Figure 1: Overview of Gar. Traditional re-ranking exclusively scores results seeded by the retriever. Gar (in green) adapts the re-ranking pool after each batch based on the computed scores and a pre-computed graph of the corpus.
The Gar approach constructs a corpus graph offline where nodes represent documents, and edges signify document similarity, calculated lexically or semantically. The graph's sparsity is controlled by limiting the number of edges per node, hence maintaining a feasible memory footprint. The re-ranking strategy alternates between processing items from the initial ranking pool and exploring the frontier set formed by the graph neighbors of high-scoring documents.
Experimental Evaluation
Experiments were conducted on TREC Deep Learning 2019 and MS MARCO datasets to evaluate Gar's efficacy. Test results indicate substantial improvements in both precision and recall metrics across various re-ranking pipelines. Notably, Gar enhances recall by incorporating documents initially absent from re-ranking candidates, leading to a significant increase in the nDCG and R@1k metrics when applied to BM25 candidate retrieval enhanced with dense re-ranking, e.g., MonoT5-base.

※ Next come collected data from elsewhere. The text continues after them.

PR #31199, opened 2024-11-29
fix(Databricks): Escape catalog and schema names in pre-queries

Vitor-Avila:
### SUMMARY
It's possible to create catalogs and schemas in Databricks with special characters, which requires to always "escape" them in queries. For example, if you use a hyphen in a catalog name, you must run:
``` sql
USE CATALOG `my-catalog`;
```

This PR escapes the catalog and schema names in the `get_prequeries` method for the Databricks Native Connector (if they were not escaped in the `connect_args` JSON).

Figure 2: Performance of Gar when the number of neighbours in the corpus graph k and the batch size b vary. Each line represents a system from Table~\ref{tab:comp}
Implications and Future Work
The results underline the potential of incorporating document similarity-based feedback within re-ranking workflows. This paradigm shift allows search systems not only to improve recall without additional retrieval steps but also to maintain high-precision scores. Future research directions include optimizing the trade-off between computational efficiency and ranking quality, potentially exploring adaptive mechanisms within the re-ranking cycle to dynamically balance these concerns.
Moreover, Gar's foundation suggests a more strategic approach to closed-loop learning and explore-exploit scenarios in information retrieval systems. The use of corpus graphs could further be enhanced with learned embeddings and optimized for higher-order connections, broadening its applicability across various domains of information systems and retrieval-centric applications.
Conclusion
The paper makes a significant contribution to the field of information retrieval by addressing recall limitations inherent to traditional re-ranking methodologies. By embedding a feedback loop in re-ranking, Gar effectively identifies overlooked relevant documents, thus enhancing both recall and precision. The adaptability and minimal overhead associated with Gar offer a promising step towards more responsive and precise search systems. The innovative use of corpus graphs to guide adaptive re-ranking lays the groundwork for future explorations into sophisticated retrieval mechanisms that integrate clustered document contexts.